The Obama Phenomenon
Title | The Obama Phenomenon PDF eBook |
Author | Femi Ojo-Ade |
Publisher | Africa Research and Publications |
Total Pages | 370 |
Release | 2011 |
Genre | Biography & Autobiography |
ISBN |
Edited by internationally recognised scholar Femi Ojo-Ade, this volume brings together a mixture of young intellectuals and seasoned scholars from Africa and its diaspora to address various implications of the Obama phenomenon, all from an Afro-oriented perspective. Far from being a neologism coined from what some would dismiss as Obama's political jingoism, The Obama Phenomenon: Change We Can is an affirmation of potential power, a call-out to people of all races and cultures to work together for the just cause of human progress.

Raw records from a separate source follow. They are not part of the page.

PR #6481, opened 2026-03-26
Fix cg_emit_transmute inner switch for int sources with raw mismatch

cuiweixie:
In `cg_emit_transmute`, when the value is TB_INT and the raw encoding differs from the destination, the inner `switch` repeated `value.node->dt.type` (still `TB_INT`), so only the inner `TB_INT` arm could run. The `TB_FLOAT` and `TB_PTR` arms were dead. Switch on `dt.type` so int→float and int→pointer transmutes emit the intended TB ops.


gingerBill:
I would not waste any time on the tilde stuff. I am going to delete it all soon.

How Race Survived US History
Title | How Race Survived US History PDF eBook |
Author | David R. Roediger |
Publisher | Verso Books |
Total Pages | 289 |
Release | 2019-10-08 |
Genre | History |
ISBN | 178873646X |
An absorbing chronicle of the role of race in US history, by the foremost historian of race and labor The Obama era produced countless articles arguing that America’s race problems were over. The election of Donald Trump has proved those hasty pronouncements wrong. Race has always played a central role in US society and culture. Surveying a period from the late seventeenth century—the era in which W.E.B. Du Bois located the emergence of “whiteness”—through the American Revolution and the Civil War to the civil rights movement and the emergence of the American empire, How Race Survived US History reveals how race did far more than persist as an exception in a progressive national history. This masterful account shows how race has remained at the heart of American life well into the twenty-first century.
What Obama Means
Title | What Obama Means PDF eBook |
Author | Jabari Asim |
Publisher | Harper Collins |
Total Pages | 246 |
Release | 2009-01-20 |
Genre | Biography & Autobiography |
ISBN | 0061711330 |
A timely and sharp analysis about what the Obama phenomenon means for the future of American politics and society, by the celebrated "Washington Post" columnist.